Task to complete: When you have gone through the records below, state only how many lines include the word "dependence".

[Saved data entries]
++++++++++

PR #322, opened 2016-08-19
Version bump the Python and init packages.

illfelder:
- Introducing a new service and common library in the Python package.
- Add init configuration to run the new service on boot.


zmarano:
LGTM

PR #335, opened 2016-09-06
Make enabling Ethernet interfaces EL compatible.

illfelder:


wrigri:
LGTM

(It may be worth some additional wording in the comments about why you don't accept a single interface as a parameter)

PR #344, opened 2016-10-03
Add a timeout option to metadata watcher calls.

illfelder:


google_compute_engine/metadata_watcher.py
```diff
@@ -127,27 +131,30 @@ def _GetMetadataUpdate(self, metadata_key='', recursive=True, wait=True):
...
-      response = self._GetMetadataRequest(metadata_url, params=params)
+      response = self._GetMetadataRequest(
+          metadata_url, params=params, timeout=timeout)
       etag_updated = self._UpdateEtag(response)
-      if wait and not etag_updated:
+      if wait and not etag_updated and not timeout:
         # Retry until the etag is updated.
         continue
       else:
         # Waiting for change is not required or the etag is updated.
```
crunk1: This comment is out of date now. It is possible for wait=True, etag_updated=False, and timeout != None. In fact, I'm not sure I follow the logic behind "if wait and not etag_updated and not timeout".

illfelder: Thanks - updated.

PR #347, opened 2016-10-14
Add setuptools as a package dependency

rjschwei:
+ The setup.py file is used to generate scripts. The generated scripts
    create a runtime dependence on the setuptools, thus these must be
    installed on the target system where the code is supposed to run.


rjschwei:
Wrong branch will sent new PR against devel

PR #348, opened 2016-10-19
Deps

rjschwei:
"binaries" are generated via setuptools this leaves a runtime dependency on setuptools, thus it needs to be a requirement.


rjschwei:
OK, that didn't work, rebase properly.

PR #349, opened 2016-10-19
No call missing exec

rjschwei:
Do not call gsutil if it is not installed, provide appropriate messaging for the user.


rjschwei:
OK, that obviously did not work, better rebase my branch properly.

PR #351, opened 2016-10-19
- Handle exception if we cannot write the sudoers file

rjschwei:


google_compute_engine/accounts/tests/accounts_utils_test.py
```diff
@@ -15,6 +15,7 @@
 
 """Unittest for accounts_utils.py module."""
 
+
```
illfelder: Please remove this newline.

google_compute_engine/accounts/tests/accounts_utils_test.py
```diff
@@ -148,6 +149,23 @@ def testCreateSudoersGroupError(
     ]
     self.assertEqual(mocks.mock_calls, expected_calls)
 
+  @mock.patch('google_compute_engine.accounts.accounts_utils.file_utils.open')
+  @mock.patch('google_compute_engine.accounts.accounts_utils.os.path.exists')
+  def testCreateSudoersGroupWriteError(
+      self, mock_exists, mock_open):
```
illfelder: This should be able to fit on one line.

google_compute_engine/accounts/accounts_utils.py
```diff
@@ -76,10 +76,16 @@ def _CreateSudoersGroup(self):
...
+      try:
+        with open(self.google_sudoers_file, 'w') as group:
+          message = '%{0} ALL=(ALL:ALL) NOPASSWD:ALL'.format(
+              self.google_sudoers_group)
+          group.write(message)
+      except IOError as e:
+        self.logger.error(
+            'Could not write sudoers file. %s\n%s' % (
+                self.google_sudoers_file, str(e)))
+        return None
```
illfelder: This function doesn't have a return type. Instead, you can add an `else:` that will then set permissions on the file.

google_compute_engine/accounts/accounts_utils.py
```diff
@@ -76,10 +76,16 @@ def _CreateSudoersGroup(self):
...
-            self.google_sudoers_group)
-        group.write(message)
+      try:
+        with open(self.google_sudoers_file, 'w') as group:
+          message = '%{0} ALL=(ALL:ALL) NOPASSWD:ALL'.format(
+              self.google_sudoers_group)
+          group.write(message)
+      except IOError as e:
+        self.logger.error(
+            'Could not write sudoers file. %s\n%s' % (
```
illfelder: `'Could not write sudoers file: %s. %s.'`

google_compute_engine/accounts/tests/accounts_utils_test.py
```diff
@@ -148,6 +149,23 @@ def testCreateSudoersGroupError(
...
+    mocks = mock.Mock()
```
illfelder: You're not actually using this in your test.

google_compute_engine/accounts/tests/accounts_utils_test.py
```diff
@@ -148,6 +149,23 @@ def testCreateSudoersGroupError(
...
+    mocks.attach_mock(mock_exists, 'exists')
+    mocks.attach_mock(mock_open, 'open')
+    mocks.attach_mock(self.mock_utils._GetGroup, 'group')
+    mocks.attach_mock(self.mock_logger, 'logger')
+    self.mock_utils._GetGroup.return_value = True
+    mock_exists.return_value = False
+    mock_open.side_effect = IOError
+
+    self.assertIsNone(
```
illfelder: You should check that the correct functions are called when the file write fails. The check should be similar to testCreateSudoersGroupError.

google_compute_engine/accounts/tests/accounts_utils_test.py
```diff
@@ -148,6 +149,23 @@ def testCreateSudoersGroupError(
     ]
     self.assertEqual(mocks.mock_calls, expected_calls)
 
+  @mock.patch('google_compute_engine.accounts.accounts_utils.file_utils.open')
+  @mock.patch('google_compute_engine.accounts.accounts_utils.os.path.exists')
+  def testCreateSudoersGroupWriteError(
```
illfelder: Currently this test is failing on Python 3.3 and 3.4.

google_compute_engine/accounts/accounts_utils.py
rjschwei: Setting the permissions in an else: clause changes the logic of the implementation. Previously the permissions on the file were set as desired, whether it was written by this code or already in existence, moving the code to an else: implies that permissions are only set when the file is written by this code.

I suppose it is fair to assume that the file has the proper permissions if it exists.

illfelder: Use `return` instead of `return None` (they are equivalent, but return None is redundant).

google_compute_engine/accounts/tests/accounts_utils_test.py
illfelder: To clarify why this should be changed, the functional always returns None so this isn't checking anything.

google_compute_engine/accounts/accounts_utils.py
rjschwei: I know, in other parts of the code "return None" is used, was trying to be consistent.

google_compute_engine/accounts/tests/accounts_utils_test.py
rjschwei: Yup, makes sense.

rjschwei:
OK, lets see how this goes now

illfelder:
Can you clean up your github branch so that it only shows the relevant commits?

rjschwei:
Again trying to push to master, sorry. Habbits.

PR #352, opened 2016-10-19
- Fix up the dependencies

rjschwei:
- The setup.py file is used to generate scripts. The generated scripts
  create a runtime dependence on the setuptools, thus these must be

++++++++++

Written solution: 2